Funny. I dislike vibe coding because it takes away the “art”.

Implicit in these remarks is the notion that there is something undesirable about an area of human activity that is classified as an "art"; it has to be a Science before it has any real stature. On the other hand, I have been working for more than 12 years on a series of books called "The Art of Computer Programming."

Knuth: Computer Programming as an Art

[–] match@pawb.social 10 points 2 days ago (1 children)

it can be both artless and scienceless

[–] Valmond@lemmy.world 3 points 2 days ago
[–] Witchfire@lemmy.world 3 points 2 days ago

I dislike it because it encourages shit code

[–] cryptTurtle@piefed.social 15 points 2 days ago (2 children)

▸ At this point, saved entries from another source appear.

PR #11581, opened 2026-01-06
Replace `SHA256_ZEROED` uses with `std::optional<SHA256_DIGEST>`s

Robyt3:
Using `SHA256_ZEROED` to denote an unset SHA256 value is an anti-pattern.

Clean up interfaces by using `std::optional`s instead of nullable pointers.

Remove `SHA256_ZEROED` constant entirely because it should not be used.

## Checklist

### DIFF
--- a/src/engine/client/client.h
+++ b/src/engine/client/client.h
@@ -154,13 +154,12 @@ class CClient : public IClient, public CDemoPlayer::IListener
 	int m_MapdownloadCrc = 0;
 	int m_MapdownloadAmount = -1;
 	int m_MapdownloadTotalsize = -1;
-	bool m_MapdownloadSha256Present = false;
-	SHA256_DIGEST m_MapdownloadSha256 = SHA256_ZEROED;
+	std::optional<SHA256_DIGEST> m_MapdownloadSha256;
 
 	bool m_MapDetailsPresent = false;
 	char m_aMapDetailsName[256] = "";
 	int m_MapDetailsCrc = 0;
-	SHA256_DIGEST m_MapDetailsSha256 = SHA256_ZEROED;
+	SHA256_DIGEST m_MapDetailsSha256;
 	char m_aMapDetailsUrl[256] = "";
 
 	EInfoState m_InfoState = EInfoState::ERROR;
@@ -370,8 +369,8 @@ public:
 	const char *DummyName() override;
 	const char *ErrorString() const override;
 
-	const char *LoadMap(const char *pName, const char *pFilename, SHA256_DIGEST *pWantedSha256, unsigned WantedCrc);
-	const char *LoadMapSearch(const char *pMapName, SHA256_DIGEST *pWantedSha256, int WantedCrc);
+	const char *LoadMap(const char *pName, const char *pFilename, const std::optional<SHA256_DIGEST> &WantedSha256, unsigned WantedCrc);
+	const char *LoadMapSearch(const char *pMapName, const std::optional<SHA256_DIGEST> &WantedSha256, int WantedCrc);
 
 	int TranslateSysMsg(int *pMsgId, bool System, CUnpacker *pUnpacker, CPacker *pPacker, CNetChunk *pPacket, bool *pIsExMsg);
 
--- a/src/game/client/components/community_icons.cpp
+++ b/src/game/client/components/community_icons.cpp
@@ -177,7 +177,7 @@ void CCommunityIcons::Update()
 	}
 
 	// Rescan for changed communities only when necessary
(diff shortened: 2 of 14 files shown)


ChillerDragon (approved):

src/game/client/components/community_icons.cpp
```diff
@@ -177,7 +177,7 @@ void CCommunityIcons::Update()
 	}
 
 	// Rescan for changed communities only when necessary
-	if(!ServerBrowser()->DDNetInfoAvailable() || (m_CommunityIconsInfoSha256 != SHA256_ZEROED && m_CommunityIconsInfoSha256 == ServerBrowser()->DDNetInfoSha256()))
+	if(!ServerBrowser()->DDNetInfoAvailable() || m_CommunityIconsInfoSha256 == ServerBrowser()->DDNetInfoSha256())
```
AssassinTee: I think you need to check for "has_value" here, the old code also checked for zeroed. Are you comparing the optionals here instead of the value they are holding?

src/game/client/components/community_icons.cpp
```diff
@@ -200,17 +200,17 @@ void CCommunityIcons::Update()
 	// Find added and updated community icons
 	for(const auto &Community : ServerBrowser()->Communities())
 	{
-		if(str_comp(Community.Id(), IServerBrowser::COMMUNITY_NONE) == 0)
+		if(!Community.IconSha256().has_value())
```
AssassinTee, line 203: does the None Community have no sha? 🤔 probably not, makes sense

src/engine/client/client.h
```diff
@@ -154,13 +154,12 @@ class CClient : public IClient, public CDemoPlayer::IListener
...
 	int m_MapdownloadTotalsize = -1;
-	bool m_MapdownloadSha256Present = false;
-	SHA256_DIGEST m_MapdownloadSha256 = SHA256_ZEROED;
+	std::optional<SHA256_DIGEST> m_MapdownloadSha256;
 
 	bool m_MapDetailsPresent = false;
 	char m_aMapDetailsName[256] = "";
 	int m_MapDetailsCrc = 0;
-	SHA256_DIGEST m_MapDetailsSha256 = SHA256_ZEROED;
+	SHA256_DIGEST m_MapDetailsSha256;
```
AssassinTee, line 162: this value is not initialized, is it? It might be set above to MapSha256

src/game/client/components/community_icons.cpp
Robyt3: Yes, this is supposed to compare the optionals directly. Two optionals are equal if they either contain the same value or are both empty.

src/game/client/components/community_icons.cpp
Robyt3: The hash for the icons comes from the DDNet info, but the None-community is only created on the client side and the icon is not downloaded.

src/engine/client/client.h
Robyt3: It doesn't need to be initialized, it's set and used only when `m_MapDetailsPresent` is `true`. Maybe this should be `std::optional<CMapDetails>` to remove the `m_MapDetailsPresent` entirely, I can do that in a future PR.

src/game/client/components/community_icons.cpp
AssassinTee: Is the case where both are nullopt done, because this should be "false" if both are empty

Robyt3: I removed a case were the info hash was being cleared even though DDNet info was available (if info is loaded successfully but fails later on), see https://github.com/ddnet/ddnet/compare/2b3117c64838c39744d9969a271ee0dd389a2dc5..d3e52d2d06c4bcfa7b9cda286dc4d3f55612c4a6

I think this is correct now. If the info is not available, the `!ServerBrowser()->DDNetInfoAvailable()` already causes the `if` to short-circuit, so the optionals are not compared. If the info is available, then the info hash cannot be nullopt.

heinrich5991: In Rust, I'd write something like `m_CommunityIconsInfoSha256 == Some(ServerBrowser()->DDNetInfoSha256().unwrap())`. Is it possible to write something like that in C++, as well?

Robyt3: I changed it to `m_CommunityIconsInfoSha256 == ServerBrowser()->DDNetInfoSha256().value()`. Using `value()` asserts that the optional is not empty and throws `std::bad_optional_access` if empty. Alternatively we could `dbg_assert` it ourselves.

heinrich5991: Nice, thanks. :)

I think it depends on who you ask. Some people who "vibe code" definitely use it as a crutch for a lack of understanding. But others (often more senior) tend to use it as just a really really complex auto-complete. Mostly it generates chunks and patterns but the ideas and how those pieces connect come from the dev

[–] Rooskie91@discuss.online 18 points 2 days ago (1 children)

I feel like not knowing what you're doing is a critical piece of the vibe coding definition tho. If a sr developer is using AI, understands the code generated, and can manipulate it in a secure, industry standard way, then that's just a developer.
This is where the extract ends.